Forum! I'm struggling on this one D:

any help would be greatly appreciated!

An elastic head-on collision, a 0.60kg cart moving 5.0m/s [W] collides with a 0.8-kg cart moving 2.0 m/s[E]

The collision is cushioned by a spring (k=1200N/m)

**Find the maximum compression of the spring

I'm not sure if I did this right..^

## Homework Equations

## The Attempt at a Solution

** note that v prime (v’) is final velocity

Required: maximum compression of the spring

Given: k = 1200 N/m

Analysis and Solution:

Let [W] represent positive

First we must find how fast the carts are moving at the point where the spring is at maximum compression. At this point, the two carts must have the same velocity; otherwise the spring would not be compressed to a maximum. To find the velocity, use conservation of momentum:

PT = PT’

m1v1 + m2v2 = (m1 + m2)v’

(0.60)(5.0) + (0.80)( –2.0) = (0.60 + 0.80) v’

Notice that v2 is negative because it is traveling [E] and we already decided [W] is positive

(0.60)(5.0) + (0.80)( –2.0) = (0.60 + 0.80) v’

3 + (–1.6) = (1.40) v’

1.4 = (1.40) v’

v’ = 1.0m/s

Therefore, at maximum compression, the two carts are moving at 1.0m/s

****^this answer feels funny to me..

Now use conservation of momentum to find the maximum compression of the spring:

(1/2)m1v1^2 + (1/2)m2v2^2 = (1/2)(m1 + m2)v’^2 + (1/2)kx << could someone please explain this out in words how my equation makes sense.. Its from my book and looking at it is confusing me

Recall k = 1200N/m

(1/2)m1v1^2 + (1/2)m2v2^2 = (1/2)(m1 + m2)v’^2 + (1/2)(1200N/m)x

Solve for x (the maximum compression of the spring)

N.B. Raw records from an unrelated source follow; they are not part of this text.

PR #1244, opened 2017-03-27
[WIP] scikit_learn wrapper for LSI Model in Gensim

chinmayapancholi13:
This PR adds a scikit-learn wrapper for LSI Model in Gensim.

### DIFF
--- a/gensim/sklearn_integration/sklearn_wrapper_gensim_lsimodel.py
+++ b/gensim/sklearn_integration/sklearn_wrapper_gensim_lsimodel.py
@@ -1,0 +1,104 @@
+#!/usr/bin/env python
+# -*- coding: utf-8 -*-
+#
+# Copyright (C) 2011 Radim Rehurek <radimrehurek@seznam.cz>
+# Licensed under the GNU LGPL v2.1 - http://www.gnu.org/licenses/lgpl.html
+#
+"""
+Scikit learn interface for gensim for easy use of gensim with scikit-learn
+Follows scikit-learn API conventions
+"""
+import numpy as np
+
+from gensim import models
+from gensim import matutils
+from scipy import sparse
+from sklearn.base import TransformerMixin, BaseEstimator
+
+# accuracy defaults for the multi-pass stochastic algo
+P2_EXTRA_DIMS = 100  # set to `None` for dynamic P2_EXTRA_DIMS=k
+P2_EXTRA_ITERS = 2
+
+class SklearnWrapperLsiModel(models.LsiModel, TransformerMixin, BaseEstimator):
+    """
+    Base LSI module
+    """
+
+    def __init__(self, corpus=None, num_topics=200, id2word=None, chunksize=20000,
+                 decay=1.0, onepass=True, power_iters=P2_EXTRA_ITERS, extra_samples=P2_EXTRA_DIMS):
+        """
+        Sklearn wrapper for LSI model. Class derived from gensim.model.LsiModel.
+        """
+        self.corpus = corpus
+        self.num_topics = num_topics
+        self.id2word = id2word
+        self.chunksize = chunksize
+        self.decay = decay
+        self.onepass = onepass
+        self.extra_samples = extra_samples
+        self.power_iters = power_iters
+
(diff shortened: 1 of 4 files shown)


gensim/sklearn_integration/sklearn_wrapper_gensim_lsimodel.py
```diff
@@ -0,0 +1,103 @@
...
+P2_EXTRA_DIMS = 100  # set to `None` for dynamic P2_EXTRA_DIMS=k
+P2_EXTRA_ITERS = 2
+
+class SklearnWrapperLsiModel(models.LsiModel, TransformerMixin, BaseEstimator):
+    """
+    Base LSI module
+    """
+
+    def __init__(self, corpus=None, num_topics=200, id2word=None, chunksize=20000,
+                 decay=1.0, onepass=True, power_iters=P2_EXTRA_ITERS, extra_samples=P2_EXTRA_DIMS):
```
tmylk: please make defaults explicits. what is the reasons for using constant variables?

chinmayapancholi13: @tmylk Thanks for pointing this out. I'll make the default values explicit here.

gensim/test/test_sklearn_integration.py
```diff
@@ -107,5 +108,55 @@ def testPipeline(self):
         score = text_lda.score(corpus, data.target)
         self.assertGreater(score, 0.50)
 
+class TestSklearnLSIWrapper(unittest.TestCase):
+    def setUp(self):
+        self.model = SklearnWrapperLsiModel(id2word=dictionary, num_topics=2)
+        self.model.fit(corpus)
+
+    def testPrintTopic(self):
+        topic = self.model.print_topics(2)
```
chinmayapancholi13: @tmylk My rationale for having this test was basically to serve as a sanity check after `setUp()` prepares the test fixture. Since such a test was present among the unit tests for the sklearn wrapper written for LDA model as well, I decided to include it here too. Please let me know if we should drop this test.

tmylk: please rename as testModelSanity then

tmylk:
Great, please add this example to https://github.com/RaRe-Technologies/gensim/blob/develop/docs/notebooks/sklearn_wrapper.ipynb

chinmayapancholi13:
@tmylk Sure. Adding LsiModel wrapper example to the IPython notebook.

chinmayapancholi13:
@tmylk For LsiModel, I have added an example which uses `pipeline.Pipeline`. I was initially planning to add examples like the isolated usage (without scikit_learn) of the wrapper and usage with only `CountVectorizer`. But such cases would be exactly congruent to the examples given for LdaModel and would lead to unnecessary repetition. Please let me know if we should add such examples in the notebook.

gensim/test/test_sklearn_integration.py
```diff
@@ -107,5 +108,55 @@ def testPipeline(self):
...
+
+    def testPipeline(self):
+        model = SklearnWrapperLsiModel(num_topics=2)
+        with open(datapath('mini_newsgroup'),'rb') as f:
+            compressed_content = f.read()
+            uncompressed_content = codecs.decode(compressed_content, 'zlib_codec')
+            cache = pickle.loads(uncompressed_content)
+        data = cache
+        id2word=Dictionary(map(lambda x : x.split(), data.data))
+        corpus = [id2word.doc2bow(i.split()) for i in data.data]
```
tmylk: Please respond to this comment.

tmylk:
Thanks for the new wrapper!

gensim/test/test_sklearn_integration.py
chinmayapancholi13: @tmylk My sincerest apologies for the delayed response. I'd be happy to submit a PR to resolve this issue. I did not add code for this in the current PR because some of the code for the wrapper for LdaModel might also have to be refactored. So maintaining modularity and proposing a solution in a different PR seemed to be a better choice in this case.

(1/2)(0.60)(5.0)^2 + (1/2)(0.80)(2.0)^2 = (1/2)(0.60 + 0.80)(1.0)^2 + (1/2)(1200)x

Notice that v2 is now positive despite the fact that it represents 2.0m/s [E].. and our forward direction was already decided to be [W]

7.5 + 1.6 = 0.70 + 600x

600x = 8.4

x = 0.014

Therefore, the spring compresses a maximum of 1.4cm or 0.014m at a spring constant of 1200 N/m

...^is this right :S

back to the purple text.. I understand why I would make the 2.0m/s[E] negative by the first purple text..but then in the second part of my solution(where the second purple text is).. as per following the along with the book.. it instructs me to suddenly make this value positive..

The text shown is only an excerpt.